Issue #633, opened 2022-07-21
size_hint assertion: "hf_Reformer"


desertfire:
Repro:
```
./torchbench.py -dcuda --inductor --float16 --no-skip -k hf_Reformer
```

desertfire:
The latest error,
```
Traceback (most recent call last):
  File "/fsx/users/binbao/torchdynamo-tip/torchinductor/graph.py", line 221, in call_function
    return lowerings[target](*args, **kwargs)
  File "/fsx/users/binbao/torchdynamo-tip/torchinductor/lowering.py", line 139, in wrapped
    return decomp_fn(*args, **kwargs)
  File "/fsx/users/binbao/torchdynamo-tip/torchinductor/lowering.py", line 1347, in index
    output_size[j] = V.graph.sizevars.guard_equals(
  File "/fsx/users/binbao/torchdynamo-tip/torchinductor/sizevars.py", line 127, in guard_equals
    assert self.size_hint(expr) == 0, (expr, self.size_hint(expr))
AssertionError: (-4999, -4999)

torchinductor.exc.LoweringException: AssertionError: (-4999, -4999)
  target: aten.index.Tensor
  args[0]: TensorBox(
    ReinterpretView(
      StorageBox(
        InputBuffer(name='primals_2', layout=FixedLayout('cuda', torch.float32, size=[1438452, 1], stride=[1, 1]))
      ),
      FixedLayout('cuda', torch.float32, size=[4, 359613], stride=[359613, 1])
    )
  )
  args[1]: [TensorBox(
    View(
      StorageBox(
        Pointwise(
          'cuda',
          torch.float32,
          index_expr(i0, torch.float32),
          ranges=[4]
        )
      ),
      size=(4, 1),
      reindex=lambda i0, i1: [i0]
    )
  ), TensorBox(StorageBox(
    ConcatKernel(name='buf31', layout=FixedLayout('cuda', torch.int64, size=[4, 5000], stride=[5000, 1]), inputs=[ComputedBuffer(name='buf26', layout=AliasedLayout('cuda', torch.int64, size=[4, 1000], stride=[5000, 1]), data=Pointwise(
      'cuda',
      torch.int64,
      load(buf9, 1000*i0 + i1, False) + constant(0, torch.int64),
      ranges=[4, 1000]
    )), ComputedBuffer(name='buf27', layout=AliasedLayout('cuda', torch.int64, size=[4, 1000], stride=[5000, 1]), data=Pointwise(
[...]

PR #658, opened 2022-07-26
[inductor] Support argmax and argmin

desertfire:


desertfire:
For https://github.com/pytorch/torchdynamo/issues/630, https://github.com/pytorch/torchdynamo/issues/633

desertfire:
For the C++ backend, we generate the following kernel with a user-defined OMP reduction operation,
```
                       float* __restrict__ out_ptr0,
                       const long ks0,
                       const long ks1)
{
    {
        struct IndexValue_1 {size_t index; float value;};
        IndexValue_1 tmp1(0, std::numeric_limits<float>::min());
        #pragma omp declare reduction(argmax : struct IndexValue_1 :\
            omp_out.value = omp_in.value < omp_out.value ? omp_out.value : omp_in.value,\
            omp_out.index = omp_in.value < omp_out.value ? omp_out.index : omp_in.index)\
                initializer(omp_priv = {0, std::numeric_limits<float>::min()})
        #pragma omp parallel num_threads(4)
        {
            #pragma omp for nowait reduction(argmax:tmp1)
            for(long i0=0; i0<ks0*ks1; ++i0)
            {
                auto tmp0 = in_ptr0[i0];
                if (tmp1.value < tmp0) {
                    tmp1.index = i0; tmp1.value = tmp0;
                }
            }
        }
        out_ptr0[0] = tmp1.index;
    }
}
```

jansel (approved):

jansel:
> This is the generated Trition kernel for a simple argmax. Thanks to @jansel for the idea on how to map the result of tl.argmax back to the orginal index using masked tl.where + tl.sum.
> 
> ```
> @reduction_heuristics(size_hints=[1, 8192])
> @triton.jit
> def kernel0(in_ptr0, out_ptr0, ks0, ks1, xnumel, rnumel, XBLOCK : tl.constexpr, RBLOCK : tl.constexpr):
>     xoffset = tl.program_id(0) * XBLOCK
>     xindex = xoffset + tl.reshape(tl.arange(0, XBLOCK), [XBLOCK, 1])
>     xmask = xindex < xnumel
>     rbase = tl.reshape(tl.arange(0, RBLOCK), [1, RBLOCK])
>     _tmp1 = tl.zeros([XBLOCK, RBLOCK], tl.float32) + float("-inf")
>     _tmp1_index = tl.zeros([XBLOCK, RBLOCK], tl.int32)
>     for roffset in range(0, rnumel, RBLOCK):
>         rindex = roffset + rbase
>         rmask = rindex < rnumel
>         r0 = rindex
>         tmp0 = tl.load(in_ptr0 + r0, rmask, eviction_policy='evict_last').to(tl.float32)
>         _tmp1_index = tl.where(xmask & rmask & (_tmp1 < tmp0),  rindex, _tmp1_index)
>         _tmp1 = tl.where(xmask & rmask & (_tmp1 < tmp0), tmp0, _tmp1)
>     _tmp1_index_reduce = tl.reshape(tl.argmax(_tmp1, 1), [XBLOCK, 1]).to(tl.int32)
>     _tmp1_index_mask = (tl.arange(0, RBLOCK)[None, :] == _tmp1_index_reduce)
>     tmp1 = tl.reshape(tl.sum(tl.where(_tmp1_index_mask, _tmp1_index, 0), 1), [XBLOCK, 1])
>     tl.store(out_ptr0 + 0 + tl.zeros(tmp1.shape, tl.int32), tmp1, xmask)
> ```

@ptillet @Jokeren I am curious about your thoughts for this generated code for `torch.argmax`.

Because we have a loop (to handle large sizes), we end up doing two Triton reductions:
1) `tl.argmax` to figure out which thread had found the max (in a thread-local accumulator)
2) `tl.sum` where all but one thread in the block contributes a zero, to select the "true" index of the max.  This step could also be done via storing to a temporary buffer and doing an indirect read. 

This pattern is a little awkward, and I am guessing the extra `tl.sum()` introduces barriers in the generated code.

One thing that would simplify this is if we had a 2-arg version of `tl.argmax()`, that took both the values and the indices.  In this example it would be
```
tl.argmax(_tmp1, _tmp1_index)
--
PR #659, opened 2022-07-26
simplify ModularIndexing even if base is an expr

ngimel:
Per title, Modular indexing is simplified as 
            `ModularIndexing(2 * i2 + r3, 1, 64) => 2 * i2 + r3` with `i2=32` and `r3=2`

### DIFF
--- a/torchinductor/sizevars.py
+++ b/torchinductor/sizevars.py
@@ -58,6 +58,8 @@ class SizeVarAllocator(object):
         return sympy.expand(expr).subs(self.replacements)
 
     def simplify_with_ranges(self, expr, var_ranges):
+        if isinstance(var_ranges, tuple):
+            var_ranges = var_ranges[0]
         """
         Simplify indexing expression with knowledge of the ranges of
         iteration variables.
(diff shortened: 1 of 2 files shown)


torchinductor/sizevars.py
* * *
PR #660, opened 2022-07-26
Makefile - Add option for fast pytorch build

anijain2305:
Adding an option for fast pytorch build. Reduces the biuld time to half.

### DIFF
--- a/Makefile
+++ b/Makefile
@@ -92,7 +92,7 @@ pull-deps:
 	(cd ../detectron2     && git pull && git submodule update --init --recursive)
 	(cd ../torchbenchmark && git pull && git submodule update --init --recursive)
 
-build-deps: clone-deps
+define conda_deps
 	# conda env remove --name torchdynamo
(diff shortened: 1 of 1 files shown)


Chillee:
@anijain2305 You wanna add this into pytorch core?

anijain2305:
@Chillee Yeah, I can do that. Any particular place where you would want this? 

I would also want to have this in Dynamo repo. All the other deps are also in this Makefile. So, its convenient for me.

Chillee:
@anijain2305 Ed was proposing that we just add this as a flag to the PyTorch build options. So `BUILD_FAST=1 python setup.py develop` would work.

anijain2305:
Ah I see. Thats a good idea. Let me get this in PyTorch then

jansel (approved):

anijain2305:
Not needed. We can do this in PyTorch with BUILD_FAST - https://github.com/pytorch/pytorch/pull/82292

→ TASK DETAILS
Look through the entries for the string "jansel". Every line that has it belongs in the answer.

→ ANSWER SPACE
jansel (approved):
jansel:
> This is the generated Trition kernel for a simple argmax. Thanks to @jansel for the idea on how to map the result of tl.argmax back to the orginal index using masked tl.where + tl.sum.
jansel (approved):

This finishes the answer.